**Stored records:**
------------------------------------------------------------

PR #3871, opened 2022-03-10
Integration Tests: cover consistent creation of home directory and SSH key at SSH login and switch user.

gmarciani:
**HIGHLIGHT: Please, do not merge before [this cookbook PR](https://github.com/aws/aws-parallelcluster-cookbook/pull/1385)** because the PR depends on that one.

### Description of changes
1. Make AD integration tests to cover the consistent creation of home directory and SSH key at SSH login and switch user.

#### Notes
1. In this PR I left commented out the case with `sudo -u` and `sudo -u -i`. I've verified manually on the same cluster used by the tests that they actually succeed. I will further investigate on this before merging the PR.

### Tests
1. Tests succeeded when launched locally making the cluster configuration used the cookbook with the required changes.
2. Kitchen tests
3. Integration tests

### DIFF
--- a/tests/integration-tests/tests/ad_integration/test_ad_integration.py
+++ b/tests/integration-tests/tests/ad_integration/test_ad_integration.py
@@ -26,6 +26,7 @@ from assertpy import assert_that
 from cfn_stacks_factory import CfnStack
 from OpenSSL import crypto
 from OpenSSL.crypto import FILETYPE_PEM, TYPE_RSA, X509, dump_certificate, dump_privatekey
+from paramiko import RSAKey
 from remote_command_executor import RemoteCommandExecutor
 from retrying import retry
 from time_utils import seconds
@@ -467,7 +468,7 @@ def _check_files_permissions(users):
         _check_failed_result_for_permission_denied(result)
         previous_user = users[index - 1]
         for path in [
-            f"/home/{user.alias}/my_file",
+            f"{user.home_dir}/my_file",
             f"/shared/{user.alias}_file",
             f"/ebs/{user.alias}_file",
             f"/efs/{user.alias}_file",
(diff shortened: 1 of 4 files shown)


tests/integration-tests/tests/ad_integration/test_ad_integration.py
```diff
@@ -486,28 +487,134 @@ def _check_failed_result_for_permission_denied(result):
...
+    user.ssh_connect()
+    _check_home_directory(user, remote_command_executor)
+    _check_ssh_key(user, generate_ssh_keys_for_user, remote_command_executor, scheduler_commands)
+    logging.info(
+        "Verified SSH key generation for user %s on SSH login (expected generation: %s)",
+        user.alias,
+        generate_ssh_keys_for_user,
+    )
+
+    ssh_key_path = f"/home/{user.alias}/.ssh/id_rsa"
```
francesco-giordano: Is it correct to use this path hardcoded? It is because in the tests we configure this value explicitly?

tests/integration-tests/tests/ad_integration/test_ad_integration.py
```diff
@@ -486,28 +487,134 @@ def _check_failed_result_for_permission_denied(result):
...
+    result = remote_command_executor.run_remote_command(check_ownership)
+    assert_that(result.failed).is_false()
+    assert_that(result.stdout.strip()).is_equal_to(user.alias)
+    logging.info("Verified home directory for user %s", user.alias)
+
+
+def _check_ssh_key(user, ssh_generation_enabled, remote_command_executor, scheduler_commands):
+    logging.info("Checking SSH key for user %s (expected to exist: %s)", user.alias, ssh_generation_enabled)
+
+    ssh_key_path = f"/home/{user.alias}/.ssh/id_rsa"
```
francesco-giordano: Same as above

tests/integration-tests/tests/ad_integration/test_ad_integration.py
```diff
@@ -486,28 +487,134 @@ def _check_failed_result_for_permission_denied(result):
...
+
+    # Check existence
+    check_existence = f"sudo ls {ssh_key_path}"
+    result = remote_command_executor.run_remote_command(check_existence, raise_on_error=ssh_generation_enabled)
+    assert_that(result.failed).is_equal_to(not ssh_generation_enabled)
```
francesco-giordano, line 574: More comment could better explain this.

tests/integration-tests/tests/ad_integration/test_ad_integration.py
```diff
@@ -604,7 +710,7 @@ def test_ad_integration(
     scheduler_commands = scheduler_commands_factory(remote_command_executor)
     assert_that(NUM_USERS_TO_TEST).is_less_than_or_equal_to(NUM_USERS_TO_CREATE)
     users = []
-    for user_num in range(1, NUM_USERS_TO_TEST + 1):
+    for user_num in range(1, NUM_USERS_TO_TEST):
```
francesco-giordano: Why do the range start from 1?

tests/integration-tests/tests/ad_integration/test_ad_integration.py
```diff
@@ -486,28 +487,134 @@ def _check_failed_result_for_permission_denied(result):
...
+        result = remote_command_executor.run_remote_command(check_permissions)
+        assert_that(result.failed).is_false()
+        assert_that(result.stdout.strip()).is_equal_to(f"{user.alias} 600")
+        logging.info(
+            "Verified SSH key permissions for user %s (expected to exist: %s)",
+            user.alias,
+            ssh_generation_enabled,
+        )
+
+        # Check SSH log in with SSH key to head node and to a static compute nodes
```
francesco-giordano: log in -> login

francesco-giordano:
I would suggest to add more comment in the main function `test_ad_integration` to better explain the overall test.

tests/integration-tests/tests/ad_integration/test_ad_integration.py
gmarciani: In our integration tests we assume users to have the standard home directory, so it is correct to have it hardcoded. Btw, we could improve the code by including it as a user class attribute. Will do in the next iter

tests/integration-tests/tests/ad_integration/test_ad_integration.py
gmarciani: Same as above

tests/integration-tests/tests/ad_integration/test_ad_integration.py
gmarciani: Good catch! It is a change I've introduced during debugging, will remove it. Thanks a lot!

gmarciani: I think it was like that just to have user names starting with 1 rather than 0.
I will check if it needed for some other reasons. Otherwise, I will make it start from 0.

gmarciani: Seems there is no need to start the numeration that way. Will change it in the next rev. Please, consider that such change will imply the change on the ldap access filter in the update cluster config from Pcluster3 to Pcluster2.

tests/integration-tests/tests/ad_integration/test_ad_integration.py
francesco-giordano: Perfect

tests/integration-tests/tests/ad_integration/test_ad_integration.py
gmarciani: Added

francesco-giordano (dismissed):
LGTM

francesco-giordano (dismissed):

francesco-giordano (approved):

------------------------------------------------------------

**Work task:** Copy every line of the data that carries the word "francesco".

**Task result:**
francesco-giordano: Is it correct to use this path hardcoded? It is because in the tests we configure this value explicitly?
francesco-giordano: Same as above
francesco-giordano, line 574: More comment could better explain this.
francesco-giordano: Why do the range start from 1?
francesco-giordano: log in -> login
francesco-giordano:
francesco-giordano: Perfect
francesco-giordano (dismissed):
francesco-giordano (dismissed):
francesco-giordano (approved):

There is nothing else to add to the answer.